### Prompt
After locating the line with "dates: Sample of" in the data that follows, return it and every later line exactly, up to and including the line with "from now on.".

***** Dataset excerpts

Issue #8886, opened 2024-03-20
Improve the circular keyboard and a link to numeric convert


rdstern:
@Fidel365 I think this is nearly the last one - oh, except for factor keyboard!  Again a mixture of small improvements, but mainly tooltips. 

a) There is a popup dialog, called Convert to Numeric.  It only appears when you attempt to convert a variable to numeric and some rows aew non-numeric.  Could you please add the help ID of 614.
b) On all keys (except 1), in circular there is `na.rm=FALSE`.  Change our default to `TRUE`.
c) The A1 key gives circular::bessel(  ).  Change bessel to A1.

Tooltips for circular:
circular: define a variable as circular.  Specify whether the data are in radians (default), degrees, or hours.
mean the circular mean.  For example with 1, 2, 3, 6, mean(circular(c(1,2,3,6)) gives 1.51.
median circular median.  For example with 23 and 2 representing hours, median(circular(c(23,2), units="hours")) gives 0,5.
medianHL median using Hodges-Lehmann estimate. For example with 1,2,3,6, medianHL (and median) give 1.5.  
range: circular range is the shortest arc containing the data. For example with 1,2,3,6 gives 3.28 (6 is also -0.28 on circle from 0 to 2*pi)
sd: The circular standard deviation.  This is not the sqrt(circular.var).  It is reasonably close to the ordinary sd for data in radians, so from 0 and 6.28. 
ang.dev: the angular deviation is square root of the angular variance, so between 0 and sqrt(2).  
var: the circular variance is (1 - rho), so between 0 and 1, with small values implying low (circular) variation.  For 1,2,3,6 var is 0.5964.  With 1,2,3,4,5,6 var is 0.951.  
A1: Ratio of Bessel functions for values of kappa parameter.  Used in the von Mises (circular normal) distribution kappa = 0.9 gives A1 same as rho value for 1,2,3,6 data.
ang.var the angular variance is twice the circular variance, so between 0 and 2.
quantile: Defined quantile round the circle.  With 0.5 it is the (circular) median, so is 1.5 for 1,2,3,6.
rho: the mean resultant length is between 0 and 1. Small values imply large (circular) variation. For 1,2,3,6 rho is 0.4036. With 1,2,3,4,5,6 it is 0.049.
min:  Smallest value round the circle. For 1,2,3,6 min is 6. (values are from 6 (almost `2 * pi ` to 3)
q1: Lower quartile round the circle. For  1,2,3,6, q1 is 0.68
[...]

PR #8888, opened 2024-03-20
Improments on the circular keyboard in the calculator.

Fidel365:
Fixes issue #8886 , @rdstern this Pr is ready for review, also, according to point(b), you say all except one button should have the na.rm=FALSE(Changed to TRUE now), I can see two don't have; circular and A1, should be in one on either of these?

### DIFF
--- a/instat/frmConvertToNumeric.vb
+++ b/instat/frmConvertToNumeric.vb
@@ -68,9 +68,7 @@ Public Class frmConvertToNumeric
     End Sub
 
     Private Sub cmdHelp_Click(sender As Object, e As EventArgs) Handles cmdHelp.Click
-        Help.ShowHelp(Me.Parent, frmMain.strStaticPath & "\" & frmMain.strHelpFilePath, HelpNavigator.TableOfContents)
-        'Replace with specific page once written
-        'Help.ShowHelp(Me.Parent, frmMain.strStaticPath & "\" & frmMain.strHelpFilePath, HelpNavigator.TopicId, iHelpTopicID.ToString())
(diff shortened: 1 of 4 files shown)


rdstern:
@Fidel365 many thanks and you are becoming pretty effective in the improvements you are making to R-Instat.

**********
***** Dataset excerpts

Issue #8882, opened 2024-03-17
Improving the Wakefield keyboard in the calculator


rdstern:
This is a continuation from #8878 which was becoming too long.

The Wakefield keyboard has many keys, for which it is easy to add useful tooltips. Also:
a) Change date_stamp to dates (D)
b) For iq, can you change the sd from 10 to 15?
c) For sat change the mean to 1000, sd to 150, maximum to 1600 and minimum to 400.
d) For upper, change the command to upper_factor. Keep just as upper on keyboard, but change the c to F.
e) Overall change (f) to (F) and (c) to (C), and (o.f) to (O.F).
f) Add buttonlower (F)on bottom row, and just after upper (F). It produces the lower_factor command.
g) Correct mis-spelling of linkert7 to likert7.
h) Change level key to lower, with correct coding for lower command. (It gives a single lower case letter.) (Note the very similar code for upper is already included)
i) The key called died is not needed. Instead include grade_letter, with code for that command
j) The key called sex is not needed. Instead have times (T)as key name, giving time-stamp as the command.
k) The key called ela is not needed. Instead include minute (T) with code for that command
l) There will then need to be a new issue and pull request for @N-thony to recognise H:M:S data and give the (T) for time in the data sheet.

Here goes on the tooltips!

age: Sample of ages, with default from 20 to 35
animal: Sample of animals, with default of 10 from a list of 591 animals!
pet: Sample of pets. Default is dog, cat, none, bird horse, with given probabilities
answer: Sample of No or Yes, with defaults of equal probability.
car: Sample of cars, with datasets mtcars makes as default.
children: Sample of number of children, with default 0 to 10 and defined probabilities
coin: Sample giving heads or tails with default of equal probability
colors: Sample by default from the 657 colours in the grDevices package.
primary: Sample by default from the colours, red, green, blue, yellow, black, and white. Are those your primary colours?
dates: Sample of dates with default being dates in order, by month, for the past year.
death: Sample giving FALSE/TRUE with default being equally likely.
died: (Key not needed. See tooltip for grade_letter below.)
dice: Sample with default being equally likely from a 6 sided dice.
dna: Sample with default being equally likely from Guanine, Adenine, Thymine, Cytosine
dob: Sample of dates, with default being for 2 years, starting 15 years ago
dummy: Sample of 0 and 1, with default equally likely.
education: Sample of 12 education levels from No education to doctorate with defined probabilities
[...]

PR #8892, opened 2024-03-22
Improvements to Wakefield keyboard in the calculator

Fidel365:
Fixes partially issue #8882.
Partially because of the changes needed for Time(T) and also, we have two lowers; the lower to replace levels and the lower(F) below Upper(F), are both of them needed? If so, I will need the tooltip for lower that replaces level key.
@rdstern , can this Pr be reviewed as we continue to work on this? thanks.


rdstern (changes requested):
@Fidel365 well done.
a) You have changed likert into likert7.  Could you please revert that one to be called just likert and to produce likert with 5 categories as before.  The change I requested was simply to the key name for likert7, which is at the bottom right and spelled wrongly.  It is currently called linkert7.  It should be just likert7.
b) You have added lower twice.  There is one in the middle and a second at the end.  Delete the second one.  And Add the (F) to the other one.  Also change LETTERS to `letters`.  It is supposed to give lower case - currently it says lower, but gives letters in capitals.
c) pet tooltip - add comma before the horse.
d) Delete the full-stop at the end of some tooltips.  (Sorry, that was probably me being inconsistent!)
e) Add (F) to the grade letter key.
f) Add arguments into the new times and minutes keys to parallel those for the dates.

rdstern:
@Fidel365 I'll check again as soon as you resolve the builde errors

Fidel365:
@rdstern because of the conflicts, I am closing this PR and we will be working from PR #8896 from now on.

**********
***** Dataset excerpts

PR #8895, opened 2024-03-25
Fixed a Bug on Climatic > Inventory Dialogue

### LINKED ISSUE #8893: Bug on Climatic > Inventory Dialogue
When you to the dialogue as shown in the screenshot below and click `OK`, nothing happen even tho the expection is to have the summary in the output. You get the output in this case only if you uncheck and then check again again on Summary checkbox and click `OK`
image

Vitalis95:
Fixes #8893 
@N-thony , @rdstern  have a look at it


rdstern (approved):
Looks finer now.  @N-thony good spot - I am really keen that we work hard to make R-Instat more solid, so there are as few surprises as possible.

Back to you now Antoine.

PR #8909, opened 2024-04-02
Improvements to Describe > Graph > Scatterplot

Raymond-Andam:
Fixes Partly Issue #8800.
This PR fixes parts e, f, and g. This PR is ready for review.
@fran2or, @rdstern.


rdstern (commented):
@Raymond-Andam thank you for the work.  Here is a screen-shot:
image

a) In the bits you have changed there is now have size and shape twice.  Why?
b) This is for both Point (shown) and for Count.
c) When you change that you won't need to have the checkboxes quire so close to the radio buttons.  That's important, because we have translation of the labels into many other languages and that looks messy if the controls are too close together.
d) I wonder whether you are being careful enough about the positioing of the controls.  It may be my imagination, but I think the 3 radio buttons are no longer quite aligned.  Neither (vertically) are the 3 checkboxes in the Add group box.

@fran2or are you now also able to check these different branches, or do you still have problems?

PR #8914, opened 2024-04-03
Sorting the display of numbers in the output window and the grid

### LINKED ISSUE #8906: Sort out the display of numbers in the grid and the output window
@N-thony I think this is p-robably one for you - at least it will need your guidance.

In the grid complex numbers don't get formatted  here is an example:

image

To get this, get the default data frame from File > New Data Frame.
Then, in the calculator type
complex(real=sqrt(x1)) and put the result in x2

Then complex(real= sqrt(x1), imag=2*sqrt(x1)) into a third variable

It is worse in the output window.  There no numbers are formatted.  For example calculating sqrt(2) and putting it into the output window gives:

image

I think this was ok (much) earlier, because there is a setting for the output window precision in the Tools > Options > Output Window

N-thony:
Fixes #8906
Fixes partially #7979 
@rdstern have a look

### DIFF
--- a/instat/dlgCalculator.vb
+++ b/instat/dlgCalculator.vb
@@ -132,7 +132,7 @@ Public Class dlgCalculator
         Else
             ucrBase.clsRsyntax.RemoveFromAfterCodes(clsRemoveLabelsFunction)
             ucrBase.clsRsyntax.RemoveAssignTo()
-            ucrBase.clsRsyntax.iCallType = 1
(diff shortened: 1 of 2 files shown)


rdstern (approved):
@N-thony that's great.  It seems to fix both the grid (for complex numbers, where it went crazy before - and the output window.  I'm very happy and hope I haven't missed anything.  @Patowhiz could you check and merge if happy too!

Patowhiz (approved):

**********

### Expected output
dates: Sample of dates with default being dates in order, by month, for the past year.
death: Sample giving FALSE/TRUE with default being equally likely.
died: (Key not needed. See tooltip for grade_letter below.)
dice: Sample with default being equally likely from a 6 sided dice.
dna: Sample with default being equally likely from Guanine, Adenine, Thymine, Cytosine
dob: Sample of dates, with default being for 2 years, starting 15 years ago
dummy: Sample of 0 and 1, with default equally likely.
education: Sample of 12 education levels from No education to doctorate with defined probabilities
[...]

PR #8892, opened 2024-03-22
Improvements to Wakefield keyboard in the calculator

Fidel365:
Fixes partially issue #8882.
Partially because of the changes needed for Time(T) and also, we have two lowers; the lower to replace levels and the lower(F) below Upper(F), are both of them needed? If so, I will need the tooltip for lower that replaces level key.
@rdstern , can this Pr be reviewed as we continue to work on this? thanks.


rdstern (changes requested):
@Fidel365 well done.
a) You have changed likert into likert7.  Could you please revert that one to be called just likert and to produce likert with 5 categories as before.  The change I requested was simply to the key name for likert7, which is at the bottom right and spelled wrongly.  It is currently called linkert7.  It should be just likert7.
b) You have added lower twice.  There is one in the middle and a second at the end.  Delete the second one.  And Add the (F) to the other one.  Also change LETTERS to `letters`.  It is supposed to give lower case - currently it says lower, but gives letters in capitals.
c) pet tooltip - add comma before the horse.
d) Delete the full-stop at the end of some tooltips.  (Sorry, that was probably me being inconsistent!)
e) Add (F) to the grade letter key.
f) Add arguments into the new times and minutes keys to parallel those for the dates.

rdstern:
@Fidel365 I'll check again as soon as you resolve the builde errors

Fidel365:
@rdstern because of the conflicts, I am closing this PR and we will be working from PR #8896 from now on.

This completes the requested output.